言情小说手机站 > 喜上眉梢(上)
上一章 目录 下一章
白天 黑夜

第 11 页

 

  香吟哼了声。“咱们家的爷如今得势,受皇上青睐,往后还怕没好东西赏下来吗?爷一向大方,他吃香肉,咱们定然也能跟着喝好汤,哼哼,那耳珰上的白玉兔入不了我的眼。”

  “姊姊说的是,咱们以后还怕没好东西吗?这耳珰丢了吧。”

  “嗯嗯,全部烧掉才干净啊。”

  “烧掉烧掉,瞧着真有些不舒服。

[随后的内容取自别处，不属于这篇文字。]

PR #1773, opened 2024-08-28
Error when the toml or database can't be found.

### LINKED ISSUE #1652: Error if model database is not found on `ribasim.Model.read`
```python
import ribasim
from pathlib import Path

toml_path = Path(r"d:\repo\ribasim\Ribasim\ribasim_qgis\tests\data\simple_valid.toml")
model = ribasim.Model.read(toml_path)
```

`simple_valid.toml` is a TOML file. There is no `database.gpkg` associated with this file. That should probably throw an error. Instead, it creates a model object, and writes an empty `database.gpkg`.

I noticed this after adding the test in #1647. For now I just .gitignore that empty database.

evetion:
Fixes #1652

### DIFF
--- a/python/ribasim/ribasim/model.py
+++ b/python/ribasim/ribasim/model.py
@@ -253,6 +253,8 @@ class Model(FileModel):
         filepath : str | PathLike[str]
             The path to the TOML file.
         """
+        if not Path(filepath).is_file():
+            raise FileNotFoundError(f"File '{filepath}' does not exist.")
         return cls(filepath=filepath)  # type: ignore
 
     def write(self, filepath: str | PathLike[str]) -> Path:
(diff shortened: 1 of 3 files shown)


evetion:
Interesting, these tests pass locally. It seems I have an empty gitignored database.gpkg in ribasim_qgis tests data folder. @visr can you confirm the existence of said file?

evetion:
> This was created when we started testing if that TOML is valid in Ribasim Python, which produced the GeoPackage. I assume that should be fixed now that you split the reading and writing context var?

Hmm, I don't follow. An empty file was created previously? Anyway, I propose to either commit the empty geopackage file or to touch the file from the test?

visr:
Ok sounds good. It's a bit odd that read works with an empty database but not no database.

evetion:
> Ok sounds good. It's a bit odd that read works with an empty database but not no database.

There's some complexity in the FileModel, it can use a spring cleaning as I mentioned in another issue. Initialization also passes some of these codepaths, so an empty db is almost identical to initializing an empty model. Which actually makes some sense 😉

visr (approved):

PR #1781, opened 2024-08-30
Use pyarrow dtype_backend

### LINKED ISSUE #1394: Mark table columns as optional as described in the docs
Looking at the Ribasim [docs](https://deltares.github.io/Ribasim/core/usage.html#sec-node) the optional table columns are well documented.

These docs don't really reflect what is happening on the Ribasim Python side.

## Expectation

If a column is non-optional and it isn't set, Ribasim Python should error with a clear error message.
The information shouldn't be duplicated too often. Ideally it would be shared between docs, Ribasim Core and Ribasim Python, but at least it should be shared between Ribasim Python and Core.

## Reality

- Ribasim Python floats and string are nullable and therefore optional if Core allow `missing` for them
https://github.com/Deltares/Ribasim/blob/cd011cb19c9787d614c9b34f02ce2d58cbb52554/core/src/schema.jl#L68
- Ribasim Python integers are always optional with default value 0, because `node_id` needs to have a default because of Ribasim Python implementation details
https://github.com/Deltares/Ribasim/blob/cd011cb19c9787d614c9b34f02ce2d58cbb52554/utils/templates/schemas.py.jinja#L18

## Options

- Switch to the pandas arrow backend which allows null for every data type
- Use pandas nullable integer data type https://pandas.pydata.org/pandas-docs/stable/user_guide/integer_na.html

### LINKED ISSUE #1721: Use Pandas Arrow backend
Currently we use the Pandas NumPy backend. Nowadays pandera also supports the Pandas [Arrow backend](https://pandas.pydata.org/docs/user_guide/pyarrow.html), as well as [polars](https://pola.rs/), which is also based on Arrow.

Given that we make a lot of use of Arrow, and the documented advantages of these representations, we should consider switching.

I think Polars and especially https://github.com/geopolars/geopolars is a bit too new at this point, and Pandas Arrow is probably a smaller step.

https://pandera.readthedocs.io/en/stable/dtype_validation.html#pyarrow-data-types

visr:
Fixes #1721
Fixes #1394

The `dtype_backend` part of this is not breaking. The only part that is technically breaking is that we specify a unit of milliseconds for the Arrow time type. Previously we used the default nanosecond precision, which was then truncated to milliseconds in the core. I think it is better to disallow precision higher than milliseconds if we cannot distinguish them in the core.


evetion:
I'd like to see some extra tests with adding/setting a default pandas dataframe, without the correct dtypte and time.

DanielTollenaar:
Tested it on De Dommel workflow and get a model that gets written with the Python-API and read and simulated without ValidationErrors or Exceptions. Didn't test/check any results, but the model + results are here: https://we.tl/t-Uxk9xra8i1

However, I do repeatedly get this FutureWarning which is messing up my logging quite alot:

```
(file:///D:/repositories/Ribasim/python/ribasim/ribasim/model.py:239): FutureWarning: The behavior of DataFrame concatenation with empty or all-NA entries is deprecated. In a future version, this will no longer exclude empty or all-NA columns when determining the result dtypes. To retain the old behavior, exclude the relevant entries before the concat operation.
  pd.concat(df_chunks)

```

core/src/util.jl
visr, line 1: Previously the `np.int32` priority columns didn't support missing, so there was no need to coalesce the missing.

core/src/validation.jl
visr, line 1: Non-functional change.

core/test/validation_test.jl
visr, line 1: Non-functional change.

docs/guide/examples.ipynb
visr, line 1: `pd.read_feather` also works fine without `dtype_backend="pyarrow"`, but for consistency with the input tables, and because it directly maps to the Feather (Arrow) format, I changed them all.

pixi.toml
visr, line 1: Unrelated, I got a cache hit after updating `generate-testmodels.py`.

python/ribasim/ribasim/delwaq/generate.py
```diff
@@ -70,17 +70,18 @@ def _make_boundary(data, boundary_type):
...
+    # Convert Arrow time to Numpy to avoid needing tzdata somehow
+    piv.time = piv.time.astype("datetime64[ns]").dt.strftime("%Y/%m/%d-%H:%M:%S")
     boundary = {
         "name": bid,
         "substances": list(map(_quote, piv.columns[1:])),
-        "df": piv.to_string(
-            formatters={"time": _quote}, header=False, index=False, na_rep=-999
-        ),
+        "df": piv.to_string(formatters={"time": _quote}, header=False, index=False),
     }
```
visr, line 85: These are possibly pandas bugs:

- `.dt.strftime` crashes trying to find tzdata, even though it is tz naive
- `.to_string`'s `na_rep` didn't work, I moved it up to `pivot_table`. The only difference is that in the textfile now `-999.0` rather than `-999` is written, but I think that is harmless.

python/ribasim/ribasim/input_base.py
```diff
@@ -374,7 +378,13 @@ def _from_db(cls, path: Path, table: str):
...
             if exists(connection, table):
                 # pyogrio hardcodes fid name on reading
-                df = gpd.read_file(path, layer=table, fid_as_index=True)
+                df = pyogrio.read_dataframe(
+                    path,
+                    layer=table,
+                    fid_as_index=True,
+                    use_arrow=True,
+                    arrow_to_pandas_kwargs={"types_mapper": pd.ArrowDtype},
+                )
```
visr, line 387: Only pyogrio supported this directly, geopandas not yet.

python/ribasim_testmodels/ribasim_testmodels/continuous_control.py
```diff
@@ -25,7 +25,9 @@ def outlet_continuous_control_model() -> Model:
         Node(1, Point(0, 0)),
         [
             level_boundary.Time(
-                time=pd.date_range(start="2020-01-01", end="2021-01-01", periods=100),
+                time=pd.date_range(
+                    start="2020-01-01", end="2021-01-01", periods=100, unit="ms"
+                ),
```
visr, line 30: This needed `unit="ms"` otherwise the nanosecond precision times get a ValidationError now.

python/ribasim/ribasim/input_base.py
evetion: Best to place an inline comment to the specific kwarg that's not supported yet?

python/ribasim_testmodels/ribasim_testmodels/continuous_control.py
evetion: Can't we automatically convert such timestamps? I fear that users might hit this and have to find this fix manually.

evetion (changes requested):
Looking good, but I have my doubts on how we handle the defaults of pandas (both for time as the arrow dtype).

In terms of dtype, I think it's automatically converted, so we should be fine there. However, in terms of time I'd rather we convert (maybe with a warning), rather than erroring out. That still seems an improvement over silently dropping precision. That said it's mostly a usability concern for me here.

python/ribasim/ribasim/utils.py
```diff
@@ -70,6 +71,21 @@ def _time_in_ns(df) -> None:
     df["time"] = df["time"].astype("datetime64[ns]")
 
 
+def _concat(dfs, **kwargs):
```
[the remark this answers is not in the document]
visr: I initially set out to fix it, but it is a lot more work, and as far as I can tell the behavior change in Pandas 3 will not affect us at all, so I went for the easy route instead.

python/ribasim/ribasim/schemas.py
```diff
@@ -28,287 +30,499 @@ def migrate(cls, df: Any, schema_version: int) -> Any:
...
+        nullable=True
+    )
 
 
 class BasinProfileSchema(_BaseSchema):
     fid: Index[Int32] = pa.Field(default=1, check_name=True, coerce=True)
-    node_id: Series[Int32] = pa.Field(nullable=False, default=0)
-    area: Series[float] = pa.Field(nullable=False)
-    level: Series[float] = pa.Field(nullable=False)
+    node_id: Series[Annotated[pd.ArrowDtype, pyarrow.int32()]] = pa.Field(nullable=True)
```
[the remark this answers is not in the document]
visr: Yes 0 was a dummy-default since `np.int32` doesn't support missings, but `pyarrow.int32` does.

docs/guide/examples.ipynb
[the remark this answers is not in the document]
visr: No these changes are not needed, so it will work if users omit it. Still considering it is Arrow data, this should be quite a bit faster, and more direct. I think we should promote best practice in the docs, even if it means an extra keyword argument.

python/ribasim_testmodels/ribasim_testmodels/continuous_control.py
visr: The only point where we got nanosecond precision was with the `data_range` with periods pattern. I feel like this pattern will rarely be used for real models, maybe only synthetic ones like our docs. I don't think I've ever come across hydrological data with nanosecond precision.

Nanosecond units will automatically convert to millisecond as long as it doesn't lose data. The ValidationError is also quite good. I prefer not to throw a warning on this as it usually doesn't matter. If you know an easy way to round or truncate to the nearest millisecond I'd be ok with that as well. But I doubt many users will run into this.

python/ribasim/ribasim/input_base.py
visr: Actually I misunderstood that all extra kwargs were passed from `gpd.read_file` to `pyogrio.read_dataframe` if `engine="pyogrio"`, so I went back to `gpd.read_file` and added a comment on `arrow_to_pandas_kwargs`, which ends up in `pyarrow`, not `pyogrio`.

python/ribasim/ribasim/input_base.py
```diff
@@ -294,7 +293,10 @@ def _from_db(cls, path: Path, table: str) -> pd.DataFrame | None:
             if exists(connection, table):
                 query = f"select * from {esc_id(table)}"
                 df = pd.read_sql_query(
-                    query, connection, parse_dates={"time": {"format": "ISO8601"}}
+                    query,
+                    connection,
+                    parse_dates={"time": {"format": "ISO8601"}},
```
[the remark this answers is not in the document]
visr: Done

python/ribasim/ribasim/schemas.py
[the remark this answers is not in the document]
evetion: Well its also because the node_id is a required field and can't be missing schema wise?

”



  幽魂喃喃哀求着,泪流满面地哀求,但没有用的,她只能眼睁睁看着小丫鬟抱着她那几件旧物,全数抛进燃着落叶的熊熊火焰中。

  她克制不住发出哀鸣,灵体徒劳无功地扑向火堆,捞不起那一件件旧物,仅能见它们被烧作灰烬、白玉碎裂……

  “啊啊——”

  “不……不要啊——”

  “啊啊啊——啊啊啊——不要啊——”

  幽魂哀鸣不断,浑身痛得不能再痛,她像被撕裂成无数片,恐怖的空乏再度如潮似浪兜头打下,打得她意识震荡,眼前糊作一片。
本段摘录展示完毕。